* Exercise details
Using the records below, filter out every line that lacks "issues" and copy the rest.

_ _ _

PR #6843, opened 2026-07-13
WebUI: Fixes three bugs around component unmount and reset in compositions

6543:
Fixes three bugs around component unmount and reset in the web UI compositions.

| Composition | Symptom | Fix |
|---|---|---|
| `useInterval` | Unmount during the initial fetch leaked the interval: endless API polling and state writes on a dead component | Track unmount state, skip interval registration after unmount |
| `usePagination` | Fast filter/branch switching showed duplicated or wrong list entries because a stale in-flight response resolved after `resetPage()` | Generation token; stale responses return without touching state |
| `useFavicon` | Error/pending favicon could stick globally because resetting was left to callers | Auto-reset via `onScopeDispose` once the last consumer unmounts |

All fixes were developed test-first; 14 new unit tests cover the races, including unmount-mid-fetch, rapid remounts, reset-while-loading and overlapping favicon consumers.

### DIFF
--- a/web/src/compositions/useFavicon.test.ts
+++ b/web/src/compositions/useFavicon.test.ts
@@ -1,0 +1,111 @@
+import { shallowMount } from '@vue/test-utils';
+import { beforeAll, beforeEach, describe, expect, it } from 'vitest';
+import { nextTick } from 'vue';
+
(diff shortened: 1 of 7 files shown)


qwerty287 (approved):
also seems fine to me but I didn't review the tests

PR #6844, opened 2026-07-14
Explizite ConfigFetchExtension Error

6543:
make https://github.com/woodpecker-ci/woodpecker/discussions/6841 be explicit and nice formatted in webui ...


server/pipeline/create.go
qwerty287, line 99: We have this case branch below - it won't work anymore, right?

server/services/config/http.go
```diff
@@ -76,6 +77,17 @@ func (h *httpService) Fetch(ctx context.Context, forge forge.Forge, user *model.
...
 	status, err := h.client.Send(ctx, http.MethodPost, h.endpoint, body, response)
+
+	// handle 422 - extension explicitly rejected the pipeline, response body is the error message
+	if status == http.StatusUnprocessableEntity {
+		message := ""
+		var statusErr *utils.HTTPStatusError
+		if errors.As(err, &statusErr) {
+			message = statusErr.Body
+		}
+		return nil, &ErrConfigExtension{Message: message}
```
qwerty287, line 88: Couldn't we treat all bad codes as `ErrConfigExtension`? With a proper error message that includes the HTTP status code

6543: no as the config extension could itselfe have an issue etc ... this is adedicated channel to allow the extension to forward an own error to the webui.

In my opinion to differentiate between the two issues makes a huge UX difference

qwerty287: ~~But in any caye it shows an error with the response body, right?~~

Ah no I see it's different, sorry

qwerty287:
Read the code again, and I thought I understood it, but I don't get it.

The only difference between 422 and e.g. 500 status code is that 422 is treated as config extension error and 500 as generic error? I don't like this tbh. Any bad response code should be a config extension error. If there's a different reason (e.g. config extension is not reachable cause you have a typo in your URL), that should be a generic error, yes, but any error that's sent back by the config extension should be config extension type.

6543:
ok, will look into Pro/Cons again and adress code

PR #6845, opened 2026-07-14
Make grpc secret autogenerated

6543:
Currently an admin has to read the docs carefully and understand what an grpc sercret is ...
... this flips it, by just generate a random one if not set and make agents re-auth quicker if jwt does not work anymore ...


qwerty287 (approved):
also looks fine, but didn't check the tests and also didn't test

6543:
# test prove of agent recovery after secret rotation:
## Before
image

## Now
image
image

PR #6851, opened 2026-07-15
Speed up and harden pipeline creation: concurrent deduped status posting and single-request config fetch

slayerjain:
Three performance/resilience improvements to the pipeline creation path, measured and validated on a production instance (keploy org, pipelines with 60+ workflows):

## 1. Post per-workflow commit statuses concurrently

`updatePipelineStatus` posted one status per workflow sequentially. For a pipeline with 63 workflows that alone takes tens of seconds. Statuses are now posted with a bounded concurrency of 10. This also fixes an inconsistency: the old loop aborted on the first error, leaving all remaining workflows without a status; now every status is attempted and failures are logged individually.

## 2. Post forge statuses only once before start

_ _ _

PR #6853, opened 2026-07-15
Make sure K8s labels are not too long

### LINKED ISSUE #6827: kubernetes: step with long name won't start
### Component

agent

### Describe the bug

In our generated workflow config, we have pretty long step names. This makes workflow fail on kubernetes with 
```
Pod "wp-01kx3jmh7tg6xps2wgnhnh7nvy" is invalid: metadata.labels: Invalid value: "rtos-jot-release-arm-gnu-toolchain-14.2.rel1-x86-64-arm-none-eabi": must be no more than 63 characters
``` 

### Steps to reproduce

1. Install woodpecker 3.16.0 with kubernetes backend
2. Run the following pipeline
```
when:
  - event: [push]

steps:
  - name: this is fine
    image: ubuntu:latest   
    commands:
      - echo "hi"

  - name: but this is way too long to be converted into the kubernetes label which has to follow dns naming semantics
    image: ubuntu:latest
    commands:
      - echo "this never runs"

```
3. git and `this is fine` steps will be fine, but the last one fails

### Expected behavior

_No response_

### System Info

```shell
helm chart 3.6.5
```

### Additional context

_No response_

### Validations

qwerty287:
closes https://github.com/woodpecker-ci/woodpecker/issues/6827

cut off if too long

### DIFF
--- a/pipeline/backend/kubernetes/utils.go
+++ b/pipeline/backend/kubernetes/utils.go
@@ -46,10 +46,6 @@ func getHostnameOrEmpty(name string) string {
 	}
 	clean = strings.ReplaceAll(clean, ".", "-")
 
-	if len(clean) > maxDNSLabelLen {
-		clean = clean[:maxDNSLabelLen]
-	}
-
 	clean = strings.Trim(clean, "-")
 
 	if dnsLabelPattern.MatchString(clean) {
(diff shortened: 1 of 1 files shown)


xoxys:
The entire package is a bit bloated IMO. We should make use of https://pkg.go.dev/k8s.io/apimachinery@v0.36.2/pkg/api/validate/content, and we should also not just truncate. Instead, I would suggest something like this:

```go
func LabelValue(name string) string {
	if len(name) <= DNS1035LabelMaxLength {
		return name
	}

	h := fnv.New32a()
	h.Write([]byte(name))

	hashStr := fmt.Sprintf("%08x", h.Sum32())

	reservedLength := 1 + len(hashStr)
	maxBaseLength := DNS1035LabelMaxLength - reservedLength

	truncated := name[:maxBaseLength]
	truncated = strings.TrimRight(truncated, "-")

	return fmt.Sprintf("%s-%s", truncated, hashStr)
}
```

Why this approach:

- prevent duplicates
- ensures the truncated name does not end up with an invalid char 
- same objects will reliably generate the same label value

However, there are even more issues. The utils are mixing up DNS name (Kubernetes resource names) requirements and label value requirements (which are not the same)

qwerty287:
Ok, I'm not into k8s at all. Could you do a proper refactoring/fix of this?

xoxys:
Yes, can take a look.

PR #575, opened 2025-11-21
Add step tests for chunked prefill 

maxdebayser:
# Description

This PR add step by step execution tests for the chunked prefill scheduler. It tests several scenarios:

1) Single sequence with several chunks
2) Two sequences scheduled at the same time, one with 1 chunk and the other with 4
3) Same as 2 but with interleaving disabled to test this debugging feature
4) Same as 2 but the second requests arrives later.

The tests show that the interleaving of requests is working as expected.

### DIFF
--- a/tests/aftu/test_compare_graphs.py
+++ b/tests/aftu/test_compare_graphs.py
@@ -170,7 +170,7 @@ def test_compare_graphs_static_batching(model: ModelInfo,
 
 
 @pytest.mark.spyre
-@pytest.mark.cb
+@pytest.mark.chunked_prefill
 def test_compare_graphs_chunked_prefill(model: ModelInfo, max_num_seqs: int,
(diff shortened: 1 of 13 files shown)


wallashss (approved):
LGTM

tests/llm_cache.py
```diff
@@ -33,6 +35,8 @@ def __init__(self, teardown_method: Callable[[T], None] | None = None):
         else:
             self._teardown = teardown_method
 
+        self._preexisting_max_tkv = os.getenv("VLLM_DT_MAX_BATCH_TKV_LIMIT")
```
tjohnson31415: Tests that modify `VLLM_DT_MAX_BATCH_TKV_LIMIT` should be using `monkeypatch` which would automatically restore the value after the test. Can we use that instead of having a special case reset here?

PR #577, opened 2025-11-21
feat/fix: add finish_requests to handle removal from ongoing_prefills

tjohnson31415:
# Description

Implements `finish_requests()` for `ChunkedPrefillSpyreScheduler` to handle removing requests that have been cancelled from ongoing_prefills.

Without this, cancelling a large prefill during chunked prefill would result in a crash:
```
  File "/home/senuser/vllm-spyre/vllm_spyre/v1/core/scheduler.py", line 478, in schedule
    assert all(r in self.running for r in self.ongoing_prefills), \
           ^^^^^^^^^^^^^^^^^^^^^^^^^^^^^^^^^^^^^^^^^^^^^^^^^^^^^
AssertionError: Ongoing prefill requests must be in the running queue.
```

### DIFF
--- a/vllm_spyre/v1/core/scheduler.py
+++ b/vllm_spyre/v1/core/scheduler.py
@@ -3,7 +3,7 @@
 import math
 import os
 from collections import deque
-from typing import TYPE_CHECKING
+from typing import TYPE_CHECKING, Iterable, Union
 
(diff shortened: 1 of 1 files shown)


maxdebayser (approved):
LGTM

_ _ _

* Finished exercise
In my opinion to differentiate between the two issues makes a huge UX difference
closes https://github.com/woodpecker-ci/woodpecker/issues/6827
However, there are even more issues. The utils are mixing up DNS name (Kubernetes resource names) requirements and label value requirements (which are not the same)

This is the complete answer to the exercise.